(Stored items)
PR #1256, opened 2020-04-07
ADR to record a simple network design

duallain:
Attempting to document CIDR blocks to use for vpc and subnets.

### DIFF
--- a/docs/architecture/decisions/0005-vpc-and-network-design.md
+++ b/docs/architecture/decisions/0005-vpc-and-network-design.md
@@ -1,0 +1,43 @@
+# 5. VPC and Network Design
+
+Date: 2020-04-07
+
+## Status
+
+Accepted
+
+## Context
+
+Changing networking can be hard.  It usually requires a full redeploy of all services and all infrastructure to make it 'real'.  Our current network has overlaps, which makes it more difficult to setup vpns, usually requring syncing of live IP addresses to their desired state.
+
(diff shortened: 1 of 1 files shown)


docs/architecture/decisions/0005-vpc-and-network-design.md
```diff
@@ -0,0 +1,43 @@
...
+
+## Context
+
+Changing networking can be hard.  It usually requires a full redeploy of all services and all infrastructure to make it 'real'.  Our current network has overlaps, which makes it more difficult to setup vpns, usually requring syncing of live IP addresses to their desired state.
+
+This document is referenced for design, in particular the sizing section which says, "The majority of AWS customers use VPCs with a /16 netmask and subnets with /24 netmasks". https://aws.amazon.com/answers/networking/aws-single-vpc-design/
+
+## Decision
+
+For each VPC make a block of /16 ipv4 addresses.  Where VPC maps to a region within a cloud provider.  Divide that into /24 subnets, where we'll have just one subnet per AZ.
```
metadave, line 17: the block should be unique across all of our cloud providers.

duallain:
> +1, thanks for sorting this. Will we keep a spreadsheet or doc somewhere that lists what clusters are using which blocks (so we don't accidentally reuse the same block in 2 different regions etc)?

I've added a note to the bottom of the adr that points at a couple of places I think would be ok to keep documentation. (and made sure the aws portion was up to date).

PR #1260, opened 2020-04-09
Adding an elb for nucleus dev

duallain:
Manually created acm cert for it.
Then followed prod pattern.
Launch config changes were added to keep from changing what's deployed.


duallain:
yeah, I changed what was in terraform until it showed that those resources wouldn't be changed.

PR #1628, opened 2018-12-06
[C] Support for authentication methods

zhemant:
### PR checklist

### Description of the PR

Adding support for generating code related to authentication methods (basic, oauth and api-key).

Added error printing in case of the server is not available(curl perform failed).

Make apiClient object reusable(url, authentication are not freed and have to be freed manually)  (dataReceived in apiclient will still be freed. As it is not necessay outside the API function).

### DIFF
--- a/modules/openapi-generator/src/main/resources/C-libcurl/apiClient.c.mustache
+++ b/modules/openapi-generator/src/main/resources/C-libcurl/apiClient.c.mustache
@@ -385,7 +385,13 @@ void apiClient_invoke(apiClient_t    *apiClient,
         if(res == CURLE_OK) {
             curl_easy_getinfo(handle, CURLINFO_RESPONSE_CODE, &apiClient->response_code);
         } else {
-            fprintf(stderr, "curl_easy_perform() failed: %s\n",
+            char *url,*ip,*scheme;
+            long port;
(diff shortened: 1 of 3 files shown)


modules/openapi-generator/src/main/resources/C-libcurl/apiClient.c.mustache
```diff
@@ -12,21 +12,29 @@ apiClient_t *apiClient_create() {
...
+
     return apiClient;
 }
 
 void apiClient_free(apiClient_t *apiClient) {
     if(apiClient->dataReceived) {
         free(apiClient->dataReceived);
     }
-    free(apiClient);
+    //free(apiClient);
```
wing328: @zhemant maybe simply remove this line instead of commenting it out?

zhemant: I modified the code in new commits, now in API I free the dataReceived and leave apiClient object as it is for the user to free. So If someone doesn't want to reuse apiClient, instead of calling free function for multiple parameters, only 1 function will do it.

zhemant:
@wing328 Any more modifications are required in this PR?

wing328:
Not from me. Just restarted the CI job. Let's see how it goes.

PR #1664, opened 2018-12-11
[WIP] Add support for multiple inheritance

wing328:
### PR checklist

### Description of the PR

- add support for multiple inheritances
- bug fixes for `allVars`, `vars`
- decommission `supportsInheritance`

Still WIP


cbornet:
Didn't we already have `supportsMixin` for language that support "multiple inheritance" ?

wing328:
@cbornet yup, only JS client generator uses that.

My current approach is to keep the "supportsMixin" and add new code, mustache tags to support mutiple inheritnance for other langauges as part of the code cleanup/refactoring.

cbornet:
I mean, can't we reuse this option for other languages ?

wing328:
Very good question. Ideally we should extend or reuse `supportsMixin` for other languages (in addition to JS) but when I read the following code: 

https://github.com/OpenAPITools/openapi-generator/blob/158760ae7251e8ec34781d1548c8923c803299e2/modules/openapi-generator/src/main/java/org/openapitools/codegen/DefaultCodegen.java#L1652-L1655

I couldn't understand why only the first model is consider in mixing (multiple inheritance). I don't want to modify it lest it break the JS API client. That's why I introduce a new option instead and add the `allParents` should a language needs multiple inheritance/mixins. We can later migrate JS to use supportsMultipleInheritance to migrate risks in breaking existing usage.

cbornet:
Actually with your modifications `supportsMixins` doesn't have any effect anymore so it could just be removed...

cbornet:
Also I prefer "mixin" over "multiple inheritance" as it better describe what is done. Multiple inheritance is bad and should be avoided at all cost while mixins are ok.

wing328:
> Also I prefer "mixin" over "multiple inheritance" as it better describe what is done. Multiple inheritance is bad and should be avoided at all cost while mixins are ok.

OK. I'll keep the `supportsMixins` name.

cbornet:
:+1:  I wonder what's the effect of the modifications on the JS codegen ? I guess the mixin/multiple-inheritance shall be activated for this one.

cbornet:
Also I don't think we have multiple inheritance in samples

wing328:
@cbornet  yup, I added several spec to test allOf, multiple inheritance, etc (e.g. allOfMultiParent.yaml). We'll add those to the fake petstore spec when more generators are ready for these new features. We'll test with these new spec individually for the time being.

Issue #766, opened 2018-08-07
[Slim] Injection into host or basePath breaks server


ybelenko:
##### Description

Injection into `host` and `basePath` breaks Slim server.

##### openapi-generator version

3.2.1-SNAPSHOT

##### OpenAPI declaration file content or url

```yaml
host: petstore.swagger.io */ ' " =end -- \r\n \n \r
basePath: /v2 */ ' " =end -- \r\n \n \r
tags:
  - name: fake
    description: Everything about your Pets */ ' " =end -- \r\n \n \r
    externalDocs:
      description: Find out more */ ' " =end -- \r\n \n \r
      url: 'https://openapis.org'
schemes:
  - http */ ' " =end -- \r\n \n \r
```

##### Command line used for generation

```shell
$ bin/security/php-slim-server-petstore.sh
```

##### Steps to reproduce

```shell
$ bin/security/php-slim-server-petstore.sh
```
then
```shell
$ php -l samples/server/petstore-security-test/php-slim/lib/SlimRouter.php

Parse error: syntax error, unexpected '\' (T_NS_SEPARATOR), expecting ',' or ')' in samples/
server/petstore-security-test/php-slim/lib/SlimRouter.php on line 71

Errors parsing samples/server/petstore-security-test/php-slim/lib/SlimRouter.php
```

##### Suggest a fix/enhancement

Any solution could work:
* Escape quotes in `{{{basePathWithoutHost}}}` and `{{{path}}}`
* Strip out quotes from `{{{basePathWithoutHost}}}` and `{{{path}}}`
* Throw warning when `{{{basePathWithoutHost}}}` and `{{{path}}}` contains invalid chars

ybelenko:
After small investigation, I've found that double quote `"` is escaped in both variables, but single quote `'` isn't escaped.

Of course, I can change my mustache template to use double quotes:
```django
"{{{basePathWithoutHost}}}{{{path}}}", {{classname}}::class . ":{{operationId}}"
```
or even use encoded mustache variables:
```
'{{basePathWithoutHost}}{{path}}', {{classname}}::class . ':{{operationId}}'
```
But it's a half-measure because user can write own template and encounter the same issue over and over again.

I think best solution is to escape single quote within `basePathWithoutHost` and `path` properties somewhere in `AbstractPhpCodegen`.

PR #1687, opened 2018-12-16
[Slim] Encode path to support non-latin characters

ybelenko:
### PR checklist

### Description of the PR

Closes: #766
This PR should be reviewed carefully, because I didn't find a way to fix it without DefaultGenerator modification.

→ **Your objective**:
From the records above, copy each line that contains the word "libcurl".

→ **Answer to this problem**:
--- a/modules/openapi-generator/src/main/resources/C-libcurl/apiClient.c.mustache
+++ b/modules/openapi-generator/src/main/resources/C-libcurl/apiClient.c.mustache
modules/openapi-generator/src/main/resources/C-libcurl/apiClient.c.mustache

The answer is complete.